__EXERCISE REQUIREMENTS__.
Take each line of the data that contains the string "hill" and copy it.

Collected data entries
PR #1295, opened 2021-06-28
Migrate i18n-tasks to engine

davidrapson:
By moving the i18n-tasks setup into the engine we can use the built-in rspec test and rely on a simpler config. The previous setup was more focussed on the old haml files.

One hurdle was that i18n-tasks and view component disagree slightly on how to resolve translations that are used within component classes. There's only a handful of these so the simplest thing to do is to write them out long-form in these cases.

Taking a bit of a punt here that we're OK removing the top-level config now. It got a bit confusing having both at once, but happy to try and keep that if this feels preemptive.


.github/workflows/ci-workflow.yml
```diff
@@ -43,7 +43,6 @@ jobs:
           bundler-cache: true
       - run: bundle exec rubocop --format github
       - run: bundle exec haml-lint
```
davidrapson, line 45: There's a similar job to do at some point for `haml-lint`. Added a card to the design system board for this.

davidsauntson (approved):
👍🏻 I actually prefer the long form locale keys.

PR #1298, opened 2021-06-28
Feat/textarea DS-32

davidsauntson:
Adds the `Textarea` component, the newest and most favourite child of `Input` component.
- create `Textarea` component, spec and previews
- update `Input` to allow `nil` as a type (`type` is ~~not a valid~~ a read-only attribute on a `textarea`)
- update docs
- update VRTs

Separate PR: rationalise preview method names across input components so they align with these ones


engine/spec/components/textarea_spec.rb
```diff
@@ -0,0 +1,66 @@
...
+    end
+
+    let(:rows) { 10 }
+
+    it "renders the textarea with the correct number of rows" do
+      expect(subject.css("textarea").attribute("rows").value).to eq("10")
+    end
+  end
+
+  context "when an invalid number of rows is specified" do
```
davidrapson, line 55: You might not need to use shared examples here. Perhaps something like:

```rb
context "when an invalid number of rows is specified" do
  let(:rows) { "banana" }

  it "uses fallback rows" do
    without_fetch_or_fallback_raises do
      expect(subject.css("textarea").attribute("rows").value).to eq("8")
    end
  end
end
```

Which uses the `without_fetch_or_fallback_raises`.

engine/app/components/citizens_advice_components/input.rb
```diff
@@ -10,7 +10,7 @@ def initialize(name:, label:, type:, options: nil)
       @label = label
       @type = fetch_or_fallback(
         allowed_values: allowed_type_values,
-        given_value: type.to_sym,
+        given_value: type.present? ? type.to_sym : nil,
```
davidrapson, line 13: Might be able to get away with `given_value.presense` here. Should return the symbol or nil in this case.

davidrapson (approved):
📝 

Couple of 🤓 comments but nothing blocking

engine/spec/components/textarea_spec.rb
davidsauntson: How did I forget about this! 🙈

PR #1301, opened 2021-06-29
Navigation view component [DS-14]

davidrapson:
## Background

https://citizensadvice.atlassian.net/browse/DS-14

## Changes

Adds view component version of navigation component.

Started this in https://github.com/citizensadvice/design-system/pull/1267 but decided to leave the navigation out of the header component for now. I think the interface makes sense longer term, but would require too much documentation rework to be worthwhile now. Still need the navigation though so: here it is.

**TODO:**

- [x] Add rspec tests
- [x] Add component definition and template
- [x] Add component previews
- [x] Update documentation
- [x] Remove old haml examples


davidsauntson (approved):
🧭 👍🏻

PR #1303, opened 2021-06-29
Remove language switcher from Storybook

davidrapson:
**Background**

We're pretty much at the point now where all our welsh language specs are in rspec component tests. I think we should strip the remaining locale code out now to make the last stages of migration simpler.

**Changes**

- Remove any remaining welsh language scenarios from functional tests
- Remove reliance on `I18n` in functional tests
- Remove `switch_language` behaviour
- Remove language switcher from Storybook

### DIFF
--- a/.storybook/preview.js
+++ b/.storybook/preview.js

==

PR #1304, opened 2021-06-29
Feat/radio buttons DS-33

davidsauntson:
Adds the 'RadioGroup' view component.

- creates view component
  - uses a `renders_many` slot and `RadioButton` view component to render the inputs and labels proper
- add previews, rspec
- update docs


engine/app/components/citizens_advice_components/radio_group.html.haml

--

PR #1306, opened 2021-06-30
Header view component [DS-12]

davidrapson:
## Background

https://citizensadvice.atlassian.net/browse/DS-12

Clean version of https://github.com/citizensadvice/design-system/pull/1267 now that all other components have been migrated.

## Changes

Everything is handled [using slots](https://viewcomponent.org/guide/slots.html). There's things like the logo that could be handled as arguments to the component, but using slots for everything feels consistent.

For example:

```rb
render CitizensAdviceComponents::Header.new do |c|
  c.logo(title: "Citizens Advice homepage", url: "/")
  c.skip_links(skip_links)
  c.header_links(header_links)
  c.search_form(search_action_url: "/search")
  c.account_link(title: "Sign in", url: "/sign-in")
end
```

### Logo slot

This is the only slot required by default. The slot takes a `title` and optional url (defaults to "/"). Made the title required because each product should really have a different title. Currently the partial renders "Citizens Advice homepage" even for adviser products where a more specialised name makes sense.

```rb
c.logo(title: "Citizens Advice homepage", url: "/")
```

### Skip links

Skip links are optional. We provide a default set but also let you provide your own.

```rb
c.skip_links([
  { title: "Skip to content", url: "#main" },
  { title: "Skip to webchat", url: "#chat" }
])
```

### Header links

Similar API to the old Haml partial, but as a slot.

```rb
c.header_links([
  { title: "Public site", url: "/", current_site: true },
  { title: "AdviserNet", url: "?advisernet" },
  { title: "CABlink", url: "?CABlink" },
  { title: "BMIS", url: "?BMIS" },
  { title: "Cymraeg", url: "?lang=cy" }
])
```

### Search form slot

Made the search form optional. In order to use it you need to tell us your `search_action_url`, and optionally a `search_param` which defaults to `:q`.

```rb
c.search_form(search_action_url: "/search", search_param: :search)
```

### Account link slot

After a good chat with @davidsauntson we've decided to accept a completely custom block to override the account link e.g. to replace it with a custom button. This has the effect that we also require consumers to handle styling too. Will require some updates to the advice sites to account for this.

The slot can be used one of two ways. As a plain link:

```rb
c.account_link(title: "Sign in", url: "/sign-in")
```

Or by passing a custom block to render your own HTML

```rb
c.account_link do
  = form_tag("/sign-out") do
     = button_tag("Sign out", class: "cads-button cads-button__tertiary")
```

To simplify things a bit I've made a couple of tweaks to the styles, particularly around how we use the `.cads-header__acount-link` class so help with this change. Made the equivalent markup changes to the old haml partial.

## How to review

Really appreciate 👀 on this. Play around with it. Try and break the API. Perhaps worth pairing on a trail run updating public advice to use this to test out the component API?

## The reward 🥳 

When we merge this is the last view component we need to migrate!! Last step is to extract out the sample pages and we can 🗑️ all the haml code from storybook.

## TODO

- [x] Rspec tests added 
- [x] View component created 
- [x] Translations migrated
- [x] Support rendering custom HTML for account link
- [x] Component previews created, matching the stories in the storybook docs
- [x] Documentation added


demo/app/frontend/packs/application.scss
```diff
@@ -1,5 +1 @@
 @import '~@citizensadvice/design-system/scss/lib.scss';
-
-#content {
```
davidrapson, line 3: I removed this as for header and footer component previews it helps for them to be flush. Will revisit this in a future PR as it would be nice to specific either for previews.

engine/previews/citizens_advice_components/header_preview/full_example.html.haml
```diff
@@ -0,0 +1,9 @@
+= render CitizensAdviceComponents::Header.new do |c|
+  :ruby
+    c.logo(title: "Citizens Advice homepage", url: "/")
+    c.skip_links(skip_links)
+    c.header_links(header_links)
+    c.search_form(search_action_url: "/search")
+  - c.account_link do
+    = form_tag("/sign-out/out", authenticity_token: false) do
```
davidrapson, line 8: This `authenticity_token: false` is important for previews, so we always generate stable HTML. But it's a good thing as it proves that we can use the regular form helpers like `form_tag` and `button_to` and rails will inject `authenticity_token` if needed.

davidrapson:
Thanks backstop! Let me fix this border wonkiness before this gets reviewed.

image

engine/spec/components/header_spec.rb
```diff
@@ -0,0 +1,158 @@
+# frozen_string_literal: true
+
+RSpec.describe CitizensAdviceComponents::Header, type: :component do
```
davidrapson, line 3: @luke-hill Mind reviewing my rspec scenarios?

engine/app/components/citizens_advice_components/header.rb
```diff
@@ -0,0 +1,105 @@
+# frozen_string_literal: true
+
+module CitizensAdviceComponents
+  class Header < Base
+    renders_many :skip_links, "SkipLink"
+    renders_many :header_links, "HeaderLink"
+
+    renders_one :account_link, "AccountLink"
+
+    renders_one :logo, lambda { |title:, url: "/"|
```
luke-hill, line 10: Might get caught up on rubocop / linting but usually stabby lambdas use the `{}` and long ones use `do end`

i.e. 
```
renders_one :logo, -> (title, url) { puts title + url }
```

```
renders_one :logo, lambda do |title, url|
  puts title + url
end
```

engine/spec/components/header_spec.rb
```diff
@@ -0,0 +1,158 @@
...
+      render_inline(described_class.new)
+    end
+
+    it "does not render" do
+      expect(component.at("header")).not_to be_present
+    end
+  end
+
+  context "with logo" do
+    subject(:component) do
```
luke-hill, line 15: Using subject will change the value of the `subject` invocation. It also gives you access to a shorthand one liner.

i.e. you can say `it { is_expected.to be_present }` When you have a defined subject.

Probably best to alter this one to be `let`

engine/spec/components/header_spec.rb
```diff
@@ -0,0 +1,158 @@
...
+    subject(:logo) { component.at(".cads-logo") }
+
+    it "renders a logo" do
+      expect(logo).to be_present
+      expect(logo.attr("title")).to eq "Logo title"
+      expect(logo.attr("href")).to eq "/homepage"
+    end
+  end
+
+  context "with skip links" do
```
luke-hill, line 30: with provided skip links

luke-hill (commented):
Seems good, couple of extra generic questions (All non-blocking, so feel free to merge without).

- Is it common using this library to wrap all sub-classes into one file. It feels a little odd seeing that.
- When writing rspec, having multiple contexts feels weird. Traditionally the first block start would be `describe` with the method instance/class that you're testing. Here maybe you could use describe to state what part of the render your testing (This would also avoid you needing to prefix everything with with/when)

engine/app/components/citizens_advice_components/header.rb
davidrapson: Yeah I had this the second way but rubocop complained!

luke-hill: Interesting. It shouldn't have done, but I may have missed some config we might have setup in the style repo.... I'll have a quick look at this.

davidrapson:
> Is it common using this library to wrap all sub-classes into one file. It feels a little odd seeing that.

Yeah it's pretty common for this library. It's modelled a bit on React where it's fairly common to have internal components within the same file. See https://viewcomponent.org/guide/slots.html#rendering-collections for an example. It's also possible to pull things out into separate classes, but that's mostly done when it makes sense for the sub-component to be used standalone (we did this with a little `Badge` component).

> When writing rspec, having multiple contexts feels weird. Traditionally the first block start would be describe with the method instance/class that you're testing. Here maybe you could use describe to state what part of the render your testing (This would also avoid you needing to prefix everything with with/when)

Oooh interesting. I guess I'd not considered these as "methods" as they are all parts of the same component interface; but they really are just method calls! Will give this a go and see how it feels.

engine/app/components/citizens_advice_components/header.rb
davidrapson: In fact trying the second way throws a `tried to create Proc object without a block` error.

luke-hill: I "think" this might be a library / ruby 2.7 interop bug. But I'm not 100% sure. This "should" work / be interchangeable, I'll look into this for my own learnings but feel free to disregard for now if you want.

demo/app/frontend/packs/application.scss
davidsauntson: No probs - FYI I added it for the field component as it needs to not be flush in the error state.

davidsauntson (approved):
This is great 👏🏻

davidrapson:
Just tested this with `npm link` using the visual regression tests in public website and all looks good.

__RESPONSE BOX__.
davidrapson, line 3: @luke-hill Mind reviewing my rspec scenarios?
luke-hill, line 10: Might get caught up on rubocop / linting but usually stabby lambdas use the `{}` and long ones use `do end`
luke-hill, line 15: Using subject will change the value of the `subject` invocation. It also gives you access to a shorthand one liner.
luke-hill, line 30: with provided skip links
luke-hill (commented):
luke-hill: Interesting. It shouldn't have done, but I may have missed some config we might have setup in the style repo.... I'll have a quick look at this.
luke-hill: I "think" this might be a library / ruby 2.7 interop bug. But I'm not 100% sure. This "should" work / be interchangeable, I'll look into this for my own learnings but feel free to disregard for now if you want.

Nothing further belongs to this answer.